L’anniversaire de la 47e Constitution espagnole a été marqué par des tensions politiques à Madrid avec des discours de Pedro Sánchez et Alberto Núñez Feijóo. Sánchez a défendu la charte et accusé ses opposants d’être des héritiers de la dictature, tandis que Feijóo l’a accusé de saper les institutions. L’événement a mis en lumière les divisions sur la santé, le logement et les alliances politiques.
La célébration du 47e anniversaire de la Constitution espagnole au Congrès des députés à Madrid s’est transformée en scène d’affrontements politiques le 6 décembre 2025. Pedro Sánchez, président du Gouvernement, a revendiqué la charte à son arrivée au Palacio de San Jerónimo, qualifiant les critiques de « prophètes du désastre » qui prétendent que l’Espagne se dirige vers une dictature. « Ce sont des héritiers de la dictature ou des pactisants avec ses nostalgiques », a-t-il dit, en pointant du doigt le PP et Vox. Sánchez a souligné le « meilleur moment de son histoire démocratique » avec des données macroéconomiques positives et s’est concentré sur les articles 43 (santé publique) et 10 (droits humains), critiquant les affaires de santé du PP et la position de l’Espagne sur Gaza et l’Ukraine. Il a accusé l’« ultradroite internationale » de diffuser des discours réactionnaires, n’autorisant aucune question et évitant le cas Salazar.

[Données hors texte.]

PR #636, opened 2016-12-21
Patient Save Refactor

hossenlopp:
Added a new function to the patient model for both the patient builder and patient dashboard to use. This function runs the calculations before saving.

Other changes needed for this:
 - Calculation result deferred now to resolves with a reference to the result.
 - Patient materialize now has an optional callback for when it completes.

### DIFF
--- a/app/assets/javascripts/models/patient.js.coffee
+++ b/app/assets/javascripts/models/patient.js.coffee
@@ -260,15 +260,10 @@ class Thorax.Models.Patient extends Thorax.Model
       
       # wait for all calculation deferreds to complete
       $.when.apply(@, allCalculations)
-        .done((results...) =>
+        .done( (results...) =>
           # Pull out only the result parts we need to save and replace them on the patient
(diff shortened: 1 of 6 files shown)


app/assets/javascripts/models/patient.js.coffee
```diff
@@ -203,6 +206,71 @@ class Thorax.Models.Patient extends Thorax.Model
...
+      # wait for all calculation deferreds to complete
+      $.when.apply(@, allCalculations)
+        .done((results...) =>
+          # Pull out only the result parts we need to save and replace them on the patient
+          @set({ calc_results: _.map(results, @_filterResult) }, { silent: true })
+          @save(null, options)
+          )
+        .fail( ->
+          # TODO: deal with failure situation
+          debugger
```
edeyoung: can you do something here like a log message? there is also examples of a "flash" pop up when there's a calculation failure on the dashboard.

edeyoung (changes requested):
it looks like a debugger statement is still there. error handling needed.

edeyoung (approved):

PR #639, opened 2016-12-22
updated rake task to use 'no_timeout' so that the mongo iterator woul…

edeyoung:
…dn't timeout for long processing times.


edeyoung:
also made there be a check on the email address as there is a measure in the staging server with a null user and this causes an error.

mulcahyk (approved):

PR #648, opened 2016-12-27
Bonnie 307 timeline text

edeyoung:
initially, this was just going to add a new test to check that the timeline view was correct. However, it now has a generalized method for loading history measures and there's cleanup to use this method and remove old fixtures.


spec/javascripts/setup/measures.js.erb
```diff
@@ -9,6 +9,8 @@
 <% value_sets_fixture_file = File.join File.dirname(__FILE__), '../fixtures/json/measure_data/base_set/value_sets.json' %>
 <% value_sets_json = File.read(value_sets_fixture_file) %>
 
+window.measureHistorySpecLoader = new MeasureHistorySpecLoader();
```
c-monkey: Since measureHistorySpecLoader would fail if called prior to the next line (setting the global bonnieRouterCache) perhaps their order should be reversed?

This obviously ins't a problem today, but if through time this file were modified for other changes and the spec loader called before the route cache was created it would be a bug.

spec/javascripts/views/measure_history_display_spec.js.coffee
```diff
@@ -1,20 +1,18 @@
 describe 'MeasureHistoryView', ->
   
   beforeEach (done) ->
```
c-monkey, line 3: gorgeous changes, I really like the feel of this setup code compared to the previous version

spec/javascripts/views/measure_history_display_spec.js.coffee
```diff
@@ -1,20 +1,18 @@
...
-    @patients = new Thorax.Collections.Patients()
-    @patients.add(new Thorax.Models.Patient patientFixture) for patientFixture in getJSONFixture('records/measure_history_set/patients.json')
-    @measure.attributes.upload_summaries = @uploadSummaries
+
     @measure_history_view = new Thorax.Views.MeasureHistoryView model: @measure, patients: @patients, upload_summaries: @uploadSummaries
     @measure_history_view.on "rendered", ->
       done()
     @measure_history_view.render()
     
   it 'Ensure that version is displayed properly', ->
```
c-monkey: This test is really a characterization test for the fixture tuple 'single_population_set' 'CMS68v6' and should now be renamed thus. Also, test name is wrong grammar, shouldn't start with a capital. How about 'contains version strings from single_population_set CMS68v6 fixture'?

spec/javascripts/views/measure_history_display_spec.js.coffee
```diff
@@ -1,20 +1,18 @@
...
-    expect(@uploadSummaries.length).toEqual 2
-    expect(@measure_history_view.$('tr[data-upload-id="584187bae76e94d175000227"]')[0]).toContainText "v5.4.000"
-    expect(@measure_history_view.$('tr[data-upload-id="584187bae76e94d175000227"]')[1]).toContainText "v5.3.000"
+    expect(@uploadSummaries.length).toEqual 3
```
c-monkey: This number '3' is brittle. It's serving as an array length assertion here so we don't index out of bounds. But then, why are we not testing three version strings?

spec/javascripts/views/patient_builder_spec.js.coffee
```diff
@@ -330,13 +330,24 @@ describe 'PatientBuilderView', ->
...
   
-  beforeEach -> 
-    history_patient = new Thorax.Models.Patient getJSONFixture('records/measure_history_set/patient_history_set/CMS104v2PatientWithHistory.json'), parse: true
-    cms104v2 = new Thorax.Models.Measure getJSONFixture('measure_data/measure_history_set/patient_history_set/CMS104v2.json'), parse: true
-    patients = new Thorax.Collections.Patients()
-    patients.add(history_patient)
-    @patientBuilder = new Thorax.Views.PatientBuilder(model: history_patient, measure: cms104v2, patients: patients)
+  beforeEach ->
+    results = window.measureHistorySpecLoader.loadWithHistory('single_population_set', 'CMS68v6')
+
```
c-monkey: This line of whitespace is missing from the `beforeEach` method in MeasureHistoryView. I think we should be consistent, although I can't think of any trivial way to enforce that code style. Today one could pass in the suite and have measure, patients, and uploadSummaries populated, but that reduces our flexibility - or do we always intend to set those 3 fields, in which case we can remove this redundant code?

spec/javascripts/views/measure_history_display_spec.js.coffee
c-monkey: Since we're going to rely on these tests all over the place, shouldn't the same characterization tests exist for the other 2 measure historical contexts? Are we testing enough of the characteristics? Is there documentation outside of the code for what these measure fixtures/historical contexts contain? Should there be?

spec/javascripts/helpers/measure_history_spec_loader.js.coffee
```diff
@@ -0,0 +1,63 @@
...
+    patients = new Thorax.Collections.Patients()
+    patients.add(new Thorax.Models.Patient patientFixture) for patientFixture in getJSONFixture('records/' + path + '/patients.json')
+
+    patients.each (patient) ->
+      patient.set('has_measure_history', true)
+
+    uploadSummaries= new Thorax.Collections.UploadSummaries([], {measure_id: measure.id, _fetched: true})
+    initialLoad = new Thorax.Models.UploadSummary getJSONFixture('upload_summaries/' + path + '/initialLoad.json'), parse: true
+    initialLoad._fetched = true
+    update1 = new Thorax.Models.UploadSummary getJSONFixture('upload_summaries/' + path + '/update1.json'), parse: true
```
c-monkey: Did you consider factoring the shared code between `loadWithHistory` before this line and most of `loadWithoutHistory` into a shared method since they are identical?

I googled how to make a method private, if you're worried about confusing the interface:
https://crimefighter.svbtle.com/using-private-methods-in-coffeescript

c-monkey (changes requested):
I really like this change!

c-monkey (approved):

PR #649, opened 2016-12-27
Measure history r cv fix

edeyoung:
Test with CMS111v5

measure history was not properly handling continuous variable measures (measures with OBSERV values). this code makes it so measure history does properly handle those measure types.

Note: there are pre-existing issues with the saved expected OBSERV values populating correctly in the patient builder. This seems to be unrelated to the measure history changes. I've added an internal bug: BONNIE-353.


c-monkey (approved):
I don't know if there are any automated tests for this change. I did a manual test of before and after and observed does appear to properly serialize (while it didn't before).

edeyoung:
there are tests for this in the queue of tests for this sprint, but none currently in existence.

PR #650, opened 2016-12-29
Upload Summary Dialog Ignore Uploads With No Previous Version

hossenlopp:


mulcahyk (commented):
I think the change itself is fine.  
Does it make sense though to have the message be: "Patient calculations are unchanged"?

hossenlopp:
@mulcahyk That message doesn't show in the case there is no previous copy of the measure.

edeyoung (approved):

PR #651, opened 2016-12-29
Export for measure history

alexanderelliott121:
Creates fixtures, adds fixture export tool.


edeyoung:
I saw some issues with the backend fixtures that were added (naming and structure). I wasn't comfortable with these additions so I created a new pull request removing these particular additions. I'm closing this branch but not deleting it so we can easily add these fixtures back in at another time.

See new pull request here: https://github.com/projecttacoma/bonnie/pull/653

Alberto Núñez Feijóo, leader du PP, accompagné des présidents régionaux populaires, a défendu la concorde et la Constitution mais a accusé le Gouvernement d’« attaquer et dégrader les institutions, la séparation des pouvoirs et l’égalité ». Il a promis de mettre fin à « une ère décadente de la politique espagnole » et d’organiser le 50e anniversaire depuis la présidence. Feijóo a critiqué l’hypocrisie socialiste pour s’allier avec ceux qui cherchent à détruire l’unité et a fait référence au cas Salazar : « Il savait et l’a couvert. » Dans des conversations informelles, il a qualifié Junts de « Kleenex du PSOE » pour leur alliance législative et Vox d’antipolitique pour avoir sauté les événements : « Ils jouent à des jeux très dangereux. »
Isabel Díaz Ayuso, présidente de Madrid, a déploré la recherche de bandes et accusé le Gouvernement de promouvoir la rupture, mentionnant l’hôpital de Torrejón et l’affaire Ternera. La ministre Mónica García a répliqué que le modèle est celui du PP, contournant les droits constitutionnels. Yolanda Díaz a exigé l’accomplissement de l’article 47 sur le logement dans une Constitution « plurinationale ». La présidente du Congrès Francina Armengol a appelé à des réformes pour éradiquer la violence contre les femmes et protéger des droits comme la santé et le logement, contre les échos totalitaires. Sánchez, informellement, a prôné la « patience » avec Junts et la lutte pour les Budgets.